Compartmentalized redox signaling at the myoendothelial junction regulates heterocellular communication in the vessel wall

Regulation of vascular tone requires coordinated gap junction (GJ) communication between endothelial cells (EC) and vascular smooth muscle cells (SMC) at the myoendothelial junction (MEJ); however the post translational mechanisms that regulate GJ proteins at the MEJ remain unclear.
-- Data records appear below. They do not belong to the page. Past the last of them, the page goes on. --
PR #4499, opened 2026-05-19
MCR-6233: Add additional logging for auth

JasonLin0991:
## Summary
[MCR-6233](https://jiraent.cms.gov/browse/MCR-6233): Add additional logging for Auth requests
[MCR-6254](https://jiraent.cms.gov/browse/MCR-6254): Update UnlockContract resolver to restrict by status 

This work adds additional logging and context into logs for the api.

- Adds more context to error logs in third_party_API_authorizer.ts
- Adds more logging and more context into logs in`apollo_gql.ts` - contextForRequestForFetcher
   - Added throwing and log errors for OAuth clients not permitted for delegated requests. Previously we did not do a check to see if the OAuth user can make a delegated request at this level. We did however gate this using the `canOAuthWrite` function in the resolvers themselves, but this leaves a gap as requests can impersonate a user to read certain endpoints.
   -  Added more context about the auth and user data in logs. This will show things like auth method and token data.
- Refactored resolver logging to add more details into the log
   - `logResolverError`: New function to log resolver errors. This requires context from the dep injection to add more data into the log.
   - `logResolverSuccess: New function to log resolver success. Same as above, this requires context to add more data into the log.
   - Replaced all uses of `logError` and `logSuccess` in resolvers.
- Fixed up gaps in logging in the resolver.
   - Several errors where thrown but not logged
   - Several resolvers throw standard Errors in the resolver instead of GraphQL errors.

Non-logging work
- Adding a check for delegated request permission means our third party request cypress test failed because it was making a delegated request using a client without permission.
   - Fix this by updating createOAuthClient to also take in the `scopes` input to add the write scope of `CMS_SUBMISSION_ACTIONS` scope that we use for delegated write auth.
   - Updated `updateOauthClient` so it also can update the `scopes` of a client.
- UnlockContract resolver restricted by status [MCR-6254](https://jiraent.cms.gov/browse/MCR-6254).

Out of scope:
- There where a few AC's that were originally in the ticket, but I had either removed them completely or move them to a new ticket.
   - Logging inputs: After thinking about it, this seems like a bad practice as some inputs could be PII in the future so we should not log that, but I can be convinced otherwise.
   - Alerting: There are two AC's around alerting for unusual behavior. This is more in the realm of the Otel tracing work so I move this to a new ticket [MCR-6269 ](https://jiraent.cms.gov/browse/MCR-6269)

## PR Reminders


services/app-api/src/logger/logger.ts
```diff
@@ -6,6 +16,27 @@ function logSuccess(operation: string) {
...
+    context: Pick<Context, 'user' | 'oauthClient'>
+) {
+    console.info({
+        message: `${operation} succeeded`,
+        operation: operation,
+        status: 'SUCCESS',
+        requestContext: createRequestContext(context),
+    })
+}
+
```
mojotalantikite, line 39: One enhancement here that I think would be good, since I've been working on OTEL -> datadog stuff, would be to add the trace and span id's to the logger. That way we'll have a way to correlate a trace to a log. Right now we're not shipping the logs off to datadog, but it does support ingesting these cloudwatch logs and having these correlations could get us a lot of extra context on what's going on. Something like:

```typescript
import { trace } from '@opentelemetry/api'

  function getTraceContext() {
      const span = trace.getActiveSpan()
      if (!span) return {}
      const { traceId, spanId } = span.spanContext()
      // Datadog expects decimal, OTEL gives hex — needs conversion
      return {
          'dd.trace_id': BigInt(`0x${traceId.slice(16)}`).toString(),
          'dd.span_id': BigInt(`0x${spanId}`).toString(),
      }
  }
```

And then in the logger func:
```typescript
  function logResolverError(
      operation: string,
      error: Error | string,
      context: Pick<Context, 'user' | 'oauthClient'>
  ) {
      console.error({
          message: `${operation} failed`,
          operation: operation,
          status: 'ERROR',
          error: error,
          requestContext: createRequestContext(context),
          ...getTraceContext(),
      })
  }
```

mojotalantikite: I'll add an RSP topic around this, because we should maybe even think about using a real structured logging lib so we can set log levels (`warn` vs `info` vs `debug`) and whatnot.

services/app-api/src/resolvers/contract/contractRevisionResolver.ts
```diff
@@ -19,15 +20,22 @@ export function contractRevisionResolver(
             const stateCode = parent.contract.stateCode
             const programsForContractState = store.findStatePrograms(stateCode)
             if (programsForContractState instanceof Error) {
-                throw programsForContractState
+                const errMessage = `Failed to fetch state programs. ${programsForContractState.message}`
+                logError('contractRevisionStrippedResolver', errMessage)
```
mojotalantikite: Is there a time/guidance on when to use `logError` vs `logResolverError`?

mojotalantikite (approved):

services/app-api/src/resolvers/contract/unlockContract.ts
```diff
@@ -72,11 +76,12 @@ export function unlockContractResolver(
         }
 
         if (
-            contractResult.draftRevision ||
-            contractResult.consolidatedStatus === 'APPROVED'
+            !['SUBMITTED', 'RESUBMITTED', 'NOT_SUBJECT_TO_REVIEW'].includes(
```
pearl-truss, line 79: nice for handling this here! can you include tracking for https://jiraent.cms.gov/browse/MCR-6254 - I left a comment there

JasonLin0991: I moved it into the sprint and put it in review.

services/app-api/src/resolvers/contract/contractRevisionResolver.ts
JasonLin0991: I missed the field level resolvers. Just added them in a recent commit. The JSDoc comments for `logResolverError` and `logResolverSuccess` is some guidance.

services/app-api/src/logger/logger.ts
JasonLin0991: Yea this would be great thanks!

Thus, we tested if the post‐translational redox state of connexin 43 (Cx43) regulated GJ permeability at the MEJ. Initial vasoreactivity studies on thoracodorsal arteries showed that GJs and nitric oxide (NO) blockers enhance vasoconstriction after phenylephrine (PE) application, correlating with localized endothelial nitric oxide synthase (eNOS) and Cx43 expression at the MEJ. We found an active pool of eNOS only at the MEJ, which associated with constitutive S‐nitrosylation of Cx43 on cysteine 271. Stimulation of SMCs with PE promoted Cx43 denitrosylation only at the MEJ after 1 min, followed by a renitrosylation after 20 mins. Using caged IP 3 to measure GJ permeability, we found that S‐nitrosylation of Cx43 enhanced permeability and denitrosylation decreased permeability. We identified the denitrosylase S‐nitrosoglutathione reductase (GSNO‐R) at the MEJ and found that inhibition of GSNO‐R limited Cx43 denitrosylation after PE stimulation and maintained permeable GJs. These results show that the redox state of Cx43 is critical to coordinate heterocellular communication within the vessel wall.